Адель - [5]
Есть люди, одержимые просто какой-то манией казаться знатными, манией, которая толкает их порой на столь неблаговидные поступки, что трудно было бы даже поверить этому, если бы не приходилось ежедневно быть тому свидетелем. А у меня подобные поступки вызывают такое жестокое возмущение, что я не в силах сдержать его и выхожу из себя, как только замечаю что-либо подобное.
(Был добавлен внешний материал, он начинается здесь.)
PR #327, opened 2020-02-05
Py: Add possibility to check noise keys

TheCharlatan:
Add two arguments to the bitbox02 initialization that allow to pass in a private key and an existing set of static device public keys.

### DIFF
--- a/py/bitbox02/bitbox02/bitboxbase/bitboxbase.py
+++ b/py/bitbox02/bitbox02/bitboxbase/bitboxbase.py
@@ -13,7 +13,7 @@
 # limitations under the License.
 """BitBoxBase"""
 
-from typing import Optional, Callable
+from typing import Optional
 
 
 import serial
@@ -37,17 +37,13 @@ class BitBoxBase(communication.BitBoxCommonAPI):
     """Class to communicate with a BitBoxBase"""
 
     # pylint: disable=too-many-public-methods
-
     def __init__(
         self,
         device: communication.TransportLayer,
         device_info: DeviceInfo,
-        show_pairing_callback: Callable[[str], bool],
-        attestation_check_callback: Optional[Callable[[bool], None]] = None,
+        noise_config: communication.BitBoxNoiseConfig,
     ):
-        communication.BitBoxCommonAPI.__init__(
-            self, device, device_info, show_pairing_callback, attestation_check_callback
-        )
+        communication.BitBoxCommonAPI.__init__(self, device, device_info, noise_config)
 
     def _bbb_query(
         self, request: bitboxbase.BitBoxBaseRequest, _expected_response: Optional[str] = None
--- a/py/bitbox02/bitbox02/communication/__init__.py
+++ b/py/bitbox02/bitbox02/communication/__init__.py
@@ -16,6 +16,7 @@
 
 from .communication import PhysicalLayer, TransportLayer
 from .bitbox_api_protocol import (
+    BitBoxNoiseConfig,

Отец мой особенно гордился одним из своих предков, жившим в конце шестнадцатого века; то был скромный служитель закона, но при этом — писатель, обладавший незаурядной ученостью, который отличился весьма ценными сочинениями о законах и обычаях прошлых времен и с отменной проницательностью истолковал некие весьма важные, но неясные документы, чего не решались сделать до него самые искусные ученые. Замечу мимоходом, что именно этому достойному человеку обязан наш род своей известностью, что от него мы и ведем свое дворянство, — обстоятельство, отнюдь не свидетельствующее о том, что мы ведем его издалека, но свидетельствующее зато о том, что оно восходит к чистому источнику; не будь это так, я бы чувствовал себя поистине несчастным.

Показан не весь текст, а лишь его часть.